And I’m so glad you liked it! Thank you for saying so and for this interview.

Robin Black [photo credit:  Nina Subin]

Robin Black [photo credit: Nina Subin]

Amy Steele: What I thought would happen didn’t happen and I was shocked several times by events that occurred in Life Drawing. So it’s a completely unpredictable read. How did you develop the characters? Where did they come from?

Robin Black: I think it’s unpredictable in part because I make things up as I go along. I’ll take a strand of it: From the start I had no idea who if anyone would have an affair with whom. There were points at which I thought Alison and Owen would, points at which I thought maybe Alison and Gus would. . . So even though I certainly revised once I had all the major actions in place, I think that maybe there’s a lingering fluidity that’s the result of my not having had a set course of events in mind.

Amy Steele: Why did you decide to write a novel about a creative couple. A painter and a writer.

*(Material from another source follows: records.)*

Issue #241, opened 2019-10-18
Add IDEA files to repo


CherryPerry:
Check [video](https://www.droidcon.com/media-detail?video=362619508) before.

Main points:
- Continuation indent: 4 as all others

Robin Black: I am married to a lawyer, and every single artist who isn’t married to an artist wonders what it would be like. There’s always that fantasy of the shared bohemian life, the deep philosophical discussions of one’s work. . . I wanted to play with that idea a bit. And maybe it’s sour grapes on my part, but I ended up being glad I am married to a lawyer. I admit, I didn’t make the artist/artist marriage look like huge fun.

Amy Steele: This is a beautiful paragraph: “There are moments in a creative life when you understand why you do it. Those moments might last a few seconds or maybe, for some people, years. But whatever the actual time that passes, they still feel like a single moment. Fragile in the way a moment is, liable to be shattered by a breath, set apart from all the other passing time, distinct.”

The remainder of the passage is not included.